This expansion has been made possible by major advances in the field’s two workhorse technologies: nuclear magnetic resonance, or NMR, and mass spectrometry. Both techniques can reveal information about the mass and structure of individual molecules, as well as the composition of complex molecular mixtures. Over the past couple decades, these machines have become significantly more powerful, capable of detecting more metabolites in a sample, while requiring smaller sample volumes.

But the human metabolome has remained a relative scientific frontier. Unlike in genetics, where efforts such as the Human Genome Project led to vast libraries of freely accessible data as early as 2003, scientists have had few resources to make sense of metabolites.

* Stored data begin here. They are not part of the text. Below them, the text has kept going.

PR #1080, opened 2019-07-08
Remove edgeware node from compat

jacogr:


jacogr:
Will be harmless now even for old, when moving to fallback it is not logged.

PR #1081, opened 2019-07-08
Swap to Mortal transactions by default

jacogr:
- signAndSend will retrieve the block (unless era or eraLength is specified)
- eraLength is new - setting this to -1 indicated immortal, otherwise it is the length in blocks (defaults to 10)
- I don't like the code that returns the nonce and signedBlock, so suggestions welcome


packages/api/src/SubmittableExtrinsic.ts
```diff
@@ -197,19 +197,37 @@ export default function createSubmittableExtrinsic<ApiType> (
...
           return decorateMethod(
             () => ((
-              isUndefined(options.nonce)
-                ? api.query.system.accountNonce<Index>(address)
-                : of(new Index(options.nonce))
+              combineLatest([
+                isUndefined(options.nonce)
+                  ? api.query.system.accountNonce<Index>(address)
+                  : of(new Index(options.nonce)),
+                isUndefined(options.era) && options.eraLength !== -1
```
amaurymartiny: ||

packages/api/src/SubmittableExtrinsic.ts
```diff
@@ -197,19 +197,37 @@ export default function createSubmittableExtrinsic<ApiType> (
...
+                  : of(null)
+              ])
             ).pipe(
               first(),
-              mergeMap(async (nonce) => {
+              mergeMap(async ([nonce, signedBlock]) => {
+                let blockHash: Hash | undefined;
+                let era: ExtrinsicEra | undefined;
+
+                if (signedBlock) {
```
amaurymartiny: In which case would signedBlock be falsy?

jacogr: when either -

- era is set, or
- eraLength is set to something that is not -1

jacogr: Added an explicit comment around the of as to why

amaurymartiny: So what I dislike about this, it's that
1/ this -1 has hidden meaning, i.e. you need to read docs to know about it
2/ the api user won't know what happens at a glance when I do
`signAndSend(..., { eraLength: -1, era: new Era('something mortal')}) // which one takes precedence?`
or even 
`signAndSend(..., { eraLength: 10, era: new Era({ ..., period: 20 })}) // which one takes precedence?`

I would remove eraLength, and change type of era to e.g.
```
type era = 'Immortal' | Era | AnyNumber;
```

So that 
```
signAndSend(..., { era: 'Immortal' });
signAndSend(..., { era: new Era('the immortal enum') });
signAndSend(..., { era: new Era('some mortal era') });
signAndSend(..., { era: 10 }); // should be clear that here the 10 means era length, esp if the user passes blockHash too
```

jacogr: Cool, yes, that is sane - I didn't like the `eraLength` as well as `era` definitions. (And at the same time didn't want to remove `era` completely)

Adjusted.

jacogr:
Blocked on https://github.com/polkadot-js/api/pull/1082 - sadly cannot actually do e2e tests here at all since all the indexes are off and it may or may not be operational.

packages/api/src/SubmittableExtrinsic.ts
```diff
@@ -76,11 +85,11 @@ export interface SubmittableExtrinsic<ApiType> extends IExtrinsic {
 
   sign (account: IKeyringPair, _options: Partial<SignatureOptions>): this;
 
-  signAndSend (account: IKeyringPair | string | AccountId | Address, options?: Partial<SignatureOptions>): SumbitableResultResult<ApiType>;
+  signAndSend (account: IKeyringPair | string | AccountId | Address, options?: Partial<SignerOptions>): SumbitableResultResult<ApiType>;
```
amaurymartiny: Two lines above it's still `SignatureOptions`, I guess SignerOptions is more flexible there too

docs/examples/promise/07_make_transfer_with_allowed_block_permissions_only/index.js
```diff
@@ -22,22 +22,21 @@ async function main () {
...
+  // construct an mortal era
+  const era = new ExtrinsicEra({ current: currentHeight, period: 10 });
 
-  // get the beggining of the current era
-  const eraBirth = exERA.asMortalEra.birth(currentHeight.toNumber());
-
-  // get the hash of the beginning of the current era
-  const eraHash = await api.rpc.chain.getBlockHash(eraBirth);
+  era.asMortalEra.birth(currentHeight);
+  era.asMortalEra.death(currentHeight);
```
amaurymartiny: Should we console.log these two? They do nothing right now

packages/api/src/SubmittableExtrinsic.ts
jacogr: Yes, cannot quite change the sign signature, which is a muck-up - since that sits in `IExtrinsic`. Had it changed and then it complains bitterly.

amaurymartiny: Ah i see what you mean, ok

PR #1083, opened 2019-07-09
refactor: use typeRegistry.extends to create SubmittableExtrinsic

ianhe8x:
for #1075 
In this PR, typeRegistry.extends() is introduced to extends type in the typeRegistry.

It works except some places I have to use `as any` to silence tsc.

This is a poc, not ready for merge.

### DIFF
--- a/packages/api/src/Base.ts
+++ b/packages/api/src/Base.ts
@@ -4,7 +4,7 @@
 
 import { ProviderInterface } from '@polkadot/rpc-provider/types';
 import { Storage } from '@polkadot/storage/types';
-import { AnyFunction, Codec, CodecArg, RegistryTypes } from '@polkadot/types/types';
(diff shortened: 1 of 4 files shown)


ianhe8x:
actually the `extends()` isn't really necessary.

jacogr:
I like the idea, and this type of approach is what I had in the back of my mind, not only for here, but elsewhere as well.

However, I would prefer not not starting using `getRegistry().extends(...)` everywhere, which in reality is more-or-less where we will end up with the reflected metadata.

This is an alternative approach to the same, https://github.com/polkadot-js/api/pull/1077/files#diff-a86daab9b4c7e3dcd4eb7d91f8feb064R267 - the only difference is that the `getRegistry()` itself sits inside. (the extends as we have is nicer in terms of returning the generic type, so I will certainly "steal" that for the above)

PR #1084, opened 2019-07-09
Include api.consts in api.derive methods

Stefie:
Follow-up of 
https://github.com/polkadot-js/api/pull/1066 
and
https://github.com/polkadot-js/api/pull/1068


packages/api-derive/src/balances/fees.ts
```diff
@@ -22,25 +20,30 @@ const ZERO = new BN(0);
  *
  * ```javascript
  * api.derive.balances.fees(([creationFee, transferFee]) => {
- *   console.log(`The fee for creating a new account on this chain is ${creationFee} units. The fee required for making a transfer is ${transferFee} units.`);
+ *   // console.log(`The fee for creating a new account on this chain is ${creationFee} units. The fee required for making a transfer is ${transferFee} units.`);
```
jacogr: Why is this commented?

packages/api-derive/src/contracts/fees.ts
```diff
@@ -6,43 +6,114 @@ import { ApiInterface$Rx } from '@polkadot/api/types';
...
- * Retrieves all the contract fees
+ * @name fees
+ * @returns An object containing the combined results of the queries for
+ * all relevant contract fees as declared in the substrate chain spec.
+ * @example
+ * <BR>
+ *
+ * ```javascript
+ * api.derive.contracts.fees(([creationFee, transferFee]) => {
+ *   // console.log(`The fee for creating a new contract on this chain is ${creationFee} units. The fee required to call this contract is ${transferFee} units.`);
```
jacogr: As above, the same commented question.

packages/api-derive/src/contracts/fees.ts
```diff
@@ -6,43 +6,114 @@ import { ApiInterface$Rx } from '@polkadot/api/types';
...
-        rentDepositOffset,
-        transactionBaseFee,
-        transactionByteFee,
-        transferFee,
-        tombstoneDeposit
-      } as DerivedContractFees)),
+    if (api.query.contract && !api.query.contract.rentByteFee) {
+      // Only for 1.0 support. rentByteFee, rentDepositOffset, tombstoneDeposit are not available in substrate 1.0.
+      // @TODO remove this once 1.0 support is dropped
+      const ZERO = new BN(0);
```
jacogr: Move this const to file-level rather.

packages/api-derive/src/balances/fees.ts
```diff
@@ -22,25 +20,30 @@ const ZERO = new BN(0);
...
-        ? api.queryMulti([
-          api.query.balances.creationFee,
-          api.query.balances.existentialDeposit,
-          api.query.balances.transactionBaseFee,
-          api.query.balances.transactionByteFee,
-          api.query.balances.transferFee
-        ]) as any as Observable<[BN, BN, BN, BN, BN]>
-      : of([ZERO, ZERO, ZERO, ZERO, ZERO])
-    ).pipe(
+    return (api.consts.balances
```
jacogr: (nit-y) comment - this would read better as

```js
return (
  api.consts.balances
    ? of([ ... ])
    : api.queryMulti([...])
)
```

packages/api-derive/src/contracts/fees.ts
```diff
@@ -6,43 +6,114 @@ import { ApiInterface$Rx } from '@polkadot/api/types';
...
+          queryBase.callBaseFee,
+          queryBase.contractFee,
+          queryBase.createBaseFee,
+          queryBase.creationFee,
+          queryBase.transactionBaseFee,
+          queryBase.transactionByteFee,
+          queryBase.transferFee
+        ])
+      ]) as any as Observable<[[BN, BN, BN], [BN, BN, BN, BN, BN, BN, BN]]>).pipe(
+        map(([[
```
jacogr: This is a bit difficult to follow, would suggest (if you really want to spread the params into multiple lines), as

```js
map([
  [
    ...
  ],
  [
    ...
  ]
```

packages/api-derive/src/contracts/fees.ts
```diff
@@ -6,43 +6,114 @@ import { ApiInterface$Rx } from '@polkadot/api/types';
...
+            rentByteFee,
+            rentDepositOffset,
+            tombstoneDeposit
+          ],[
```
jacogr: If spread over multi lines, don't `], [`, rather `],\n[`

packages/api-derive/src/contracts/fees.ts
```diff
@@ -6,43 +6,114 @@ import { ApiInterface$Rx } from '@polkadot/api/types';
...
+            tombstoneDeposit,
+            transactionBaseFee,
+            transactionByteFee,
+            transferFee
+          } as DerivedContractFees)),
+        drr()
+      );
+    }
+
+    return (api.consts.contracts
```
jacogr: Same as the readability ni comment above, i.e.

```js
return (
  api.consts.contracts
    ? of([..])
    : api.queryMulti([...])
)
```

packages/api-derive/src/session/info.ts
```diff
@@ -81,13 +82,16 @@ export function info (api: ApiInterface$Rx) {
...
+        map(createDerived_pre_94),
         drr()
       )
     : (combineLatest([
-      // sessionsPerEra, hardcoded, due to https://github.com/paritytech/substrate/pull/2802/files#diff-5e5e1c3aec9ddfde0a9054d062ab3db9R156
-      of(new BN(6)),
+      // sessionsPerEra:
+      // substrate spec_version >= 94 : get from parameter_types exposed as api.consts
+      // https://github.com/paritytech/substrate/pull/2802/files#diff-5e5e1c3aec9ddfde0a9054d062ab3db9R156
+      // @TODO Switch to `api.constants` after https://github.com/polkadot-js/api/pull/1066 is merged.
```
jacogr: TODO can be removed now?

packages/api-derive/src/balances/fees.ts
Stefie: Oh, a leftover from development. I commented all console.logs to do less scrolling when comparing the results of different nodes. So an oversight.

packages/api-derive/src/contracts/fees.ts
Stefie: I changed it to use the same formatting for the type declarations and the parameters

packages/api-derive/src/contracts/fees.ts
Stefie: changed

packages/api-derive/src/contracts/fees.ts
Stefie: Actually, what about:
```
map(([
  [...],
  [...]
]) => ({
```

packages/api-derive/src/balances/all.ts
```diff
@@ -32,8 +33,8 @@ function calcBalances ([accountId = EMPTY_ACCOUNT, bestNumber = ZERO, [freeBalan
 
   // offset = balance locked at genesis, perBlock is the unlock amount
   const { offset, perBlock } = vesting.unwrapOr(new VestingSchedule());
-  const vestedNow = perBlock.mul(bestNumber);
-  const vestedBalance = vestedNow.gt(offset)
+  const vestedNow: BN = perBlock.mul(bestNumber);
```
amaurymartiny: Can be for another PR, but I'm wondering why in api-derive are we putting BNs everywhere? surely BlockNumber and Balance are more semantically correct

packages/api-derive/src/balances/fees.ts
jacogr: Phew, was really wondering about that one :)

packages/api-derive/src/contracts/fees.ts
jacogr: I prefer your second version.

Stefie: That's commited already :)

packages/api-derive/src/balances/all.ts
Stefie: Good point! But I'd also leave that for another PR since it means touching all files & tests

Stefie:
Anything holding back here? @jacogr @amaurymartiny ?

packages/api-derive/src/balances/fees.ts
```diff
@@ -29,19 +27,25 @@ const ZERO = new BN(0);
 export function fees (api: ApiInterface$Rx) {
   return (): Observable<DerivedFees> => {
     return (
-      // HACK This is a very quick fix to actually get the types in to continue with
-      // other work - so as of now, the fees are completely broken
-      api.query.balances.creationFee
-        ? api.queryMulti([
+      api.consts.balances
```
amaurymartiny: I think this will throw on older nodes `api.consts is undefined`

packages/api-derive/src/session/info.ts
```diff
@@ -13,13 +13,13 @@ import { BlockNumber, Option } from '@polkadot/types';
...
 
-type Result0_94 = [BN, [BN, Option<BlockNumber>, BN, BN, BN]];
+type Result_pre_94 = [BN, [BN, Option<BlockNumber>, BN, BN, BN]];
 type Result = [BN, [BN, BN]];
 
 const ZERO = new BN(0);
 
 // internal helper to just split the logic - take all inputs, do the calculations and combine
-function createDerived0_94 ([bestNumber, [currentIndex, _lastLengthChange, sessionLength, lastEraLengthChange, sessionsPerEra]]: Result0_94): DerivedSessionInfo {
+function createDerived_pre_94 ([bestNumber, [currentIndex, _lastLengthChange, sessionLength, lastEraLengthChange, sessionsPerEra]]: Result_pre_94): DerivedSessionInfo {
```
amaurymartiny: Let's have the convention everywhere `someThingWhatever_{start_spec}_{end_spec}`, e.g. we already have EventRecord_0_76, here it'd be `createDerived_0_94`

packages/api-derive/src/contracts/fees.ts
```diff
@@ -6,43 +6,107 @@ import { ApiInterface$Rx } from '@polkadot/api/types';
...
+          transactionBaseFee,
+          transactionByteFee,
+          transferFee
+        } as DerivedContractFees)),
+        drr()
+      );
+    }
+
+    return (
+      api.consts.contracts
```
amaurymartiny: same, possibily undefined

amaurymartiny:
ahah, added some comment 3s late

packages/api-derive/src/balances/fees.ts
amaurymartiny: or not, actually

packages/api-derive/src/session/info.ts
jacogr: Sorry :(

Stefie: Ah, that was the `0`! 💡

packages/api-derive/src/balances/fees.ts
Stefie: I tested them with matching nodes for the conditions, so I hope they don't. :)
But you're right.... they should. Even looking at this gives me a "Cannot get property x of undefined"-error.

packages/api-derive/src/session/info.ts
Stefie: https://github.com/polkadot-js/api/pull/1104

PR #1089, opened 2019-07-09
Enforce import oder with tslint

axelchalon:
We have some style guidelines we use, namely: modules imported alphabetically, exports of a module imported alphabetically, absolute imports before relative imports. However:
- Those rules aren't documented anywhere
- They are not integrated at CI level, so people doing PRs cannot know that they didn't respect the style guide
- Because of this, it makes the PR process unnecessary longer (reviewer asks for style changes)
- Makes contributors to the codebase in general lose time sorting imports according to our guidelines. This can be particularly time-consuming when renaming e.g. a package and then searching & replace where it's used: if we want to respect our styleguide, we need to sort the imports again in every file.

As such, this PR proposes:
- Translating our imports to a set of rules in `tslint.json`, such that the linting check will fail if imports aren't sorted properly.
- Enforcing them automatically (autofix) when running `yarn lint` (unless in CI), so that people don't have to bother sorting manually anymore
- Fix the import order of all files

Questions:
- I'm not sure if we want the tslint rules in this repo, or in [`@polkadot/dev`](https://github.com/polkadot-js/dev/blob/master/packages/dev/config/tslint.js) ?
- On another note, is anyone using the coverage report in `yarn test`? It makes me have to scroll up each time (even when running just a single test). But if somebody uses it we can keep it.


jacogr:
Yes, coverage report gets used... quite a bit by me actually. Happy with a a specific coverage option, provided -

- it runs on CI so the information is submitted
- doesn't break the dev scripts

All rules are in dev, never the specific repos - it applies to all. However, since we will be moving to eslint, would not put any effort into tslint at all (Eslint is already in dev, just not gotten around to start enabling, common first, then up the tree, to see what pops out of the woodwork).

packages/api-contract/src/method.ts
```diff
@@ -2,12 +2,12 @@
...
 // of the Apache-2.0 license. See the LICENSE file for details.
 
-import { CodecArg, Constructor } from '@polkadot/types/types';
-import { ContractABIFn, ContractABIFn$Arg, ContractABIMethod, ContractABIMethodBase, ContractABITypes } from './types';
-
 import { Compact, createClass } from '@polkadot/types';
+import { CodecArg, Constructor } from '@polkadot/types/types';
 import { assert, isString, isUndefined, stringCamelCase } from '@polkadot/util';
 
+import { ContractABIFn, ContractABIFn$Arg, ContractABIMethod, ContractABIMethodBase, ContractABITypes } from './types';
```
jacogr: This is actually wrong, which is why we have not enabled any rules.

- type imports first
- external imports, i.e. bn.js
- @polkadot imports
- local imports

packages/api-derive/src/accounts/idAndIndex.ts
```diff
@@ -2,16 +2,16 @@
 // This software may be modified and distributed under the terms
 // of the Apache-2.0 license. See the LICENSE file for details.
 
-import { Observable, of } from 'rxjs';
-import { map, startWith } from 'rxjs/operators';
 import { ApiInterface$Rx } from '@polkadot/api/types';
 import { AccountId, AccountIndex, Address } from '@polkadot/types';
 import { isU8a } from '@polkadot/util';
 import { decodeAddress } from '@polkadot/util-crypto';
+import { Observable, of } from 'rxjs';
```
jacogr: As per the above comment, we always have the non-polkadot externals first... which is why it hasn't been added

jacogr:
The other issue is, it is great for this repo - but all the polkadot-js repos follow exactly the same rules, so there are no surprises. So one repo cannot decide to go in a different way unless there is actually a concerted effort to apply to all.

As such, here it is just more effort than worth to be honest - we can certainly document better.

axelchalon:
Closing as we're switching to eslint soon.

jacogr:
Soon is relative :) It is a lot of work accross a lot of repos. (Should actually do a ui-related one, i.e. extension is nice and small, before the api itself as well - to test everything works. Hence doing common first, it is lowest in the tree of dependencies)

jacogr:
Addition to the above - the reason for swapping back to eslint (originally was eslint, then tslint), is because that is what the TS team themselves are swapping to as well. (And the tslint maintainers are actually on-board with that move as well, so tslint is going to be deprecated)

The equipment necessary to measure and analyze them is large and expensive, and the resulting data streams can overwhelm even the best-equipped lab. Only in the past five years have scientists begun to piece together a roadmap, assembling databases of known metabolites to aid researchers in making sense of their data.

One of first researchers to join in that quest was John Markley, a biochemistry professor and director of the Nuclear Magnetic Resonance Facility at Madison (NMRFAM). Housed in the basement of the Biochemistry Addition, NMRFAM looks like a set from a James Bond movie, a vast, hangar-like room lined with gleaming domed machines. That equipment offers researchers the power and sensitivity to break a sample of blood or urine down into a roster of metabolites. Recognizing this unique capacity, Markley applied in 2004 for funding from a special National Institutes of Health Roadmap initiative called Metabolomics Technology Development to begin building tools to advance the field.

“We proposed that one of the major roadblocks in the field was the lack of a database containing data about pure, bona fide metabolites, as well as a lack of methods to rapidly collect and analyze data,” says Markley. “So that’s what we’ve been doing ever since.”

NMRFAM has now run more than 700 pure metabolites through its machines, compiling the data in a free, online database. Scientists are beginning to use the data—and NMRFAM’s technology—for a range of applications that extend well beyond human health. The aim of one of the facility’s projects is to compile a database of all the molecular constituents found in the plant cell wall, to aid researchers trying to unlock new forms of renewable energy from plants.

“Our major emphasis has been to get the technology in hand and get our database set up,” says Markley. “What excites me now is being able to apply the technology that we’ve developed to studies that are well-defined, and where we can use this approach to get solid information.”

Assadi-Porter’s PCOS project is the second such study to emerge from Markley’s lab. She first explored the power of metabolomics to monitor the progression of sepsis, a type of bacterial infection that sparks a dangerous, whole-body inflammatory response. She chose sepsis because the current testing technology is woefully inadequate. “By the time a doctor determines a person has sepsis,” she explains, “they are on the knife’s edge.”

With animal sciences professor Mark Cook and zoologist Warren Porter, Assadi-Porter began analyzing metabolites in the breath associated with sepsis. In experiments with mice, the team was able to detect sepsis two hours after the onset of infection, hours earlier than previously possible. They later found the same results in rats and chickens. The team patented its “breathalyzer” technology and then founded a medical devices company to develop it into a viable product for at-risk patients.

Assadi-Porter’s sepsis project highlights one of the main advantages of metabolomics: its acute sensitivity to what’s happening inside the body at a given moment. And that plasticity has some scientists saying that metabolomics could turn out to be the missing link in delivering on the promise of personalized medicine.

The idea at the root of personalized medicine is that every body functions a little differently, and what works for one may not at all work for another. Many people believed that the sequencing of the human genome would unlock this great vault of individuality, yielding a master guide that would tell us how to diagnose conditions and prescribe therapies that optimally fit each person’s unique genetic makeup. But while genes reveal a surfeit of information about inherited conditions—such as a patient’s predisposition to breast or colon cancer—most of our day-to-day maladies are not hard-wired into our genetic code. To get a complete understanding of the processes that govern our bodies, we need to look not just at our genome, but at the other –omes: the transcriptome, which describes all of the protein-encoding RNA molecules in our cells; the proteome, our complete set of proteins; and the metabolome.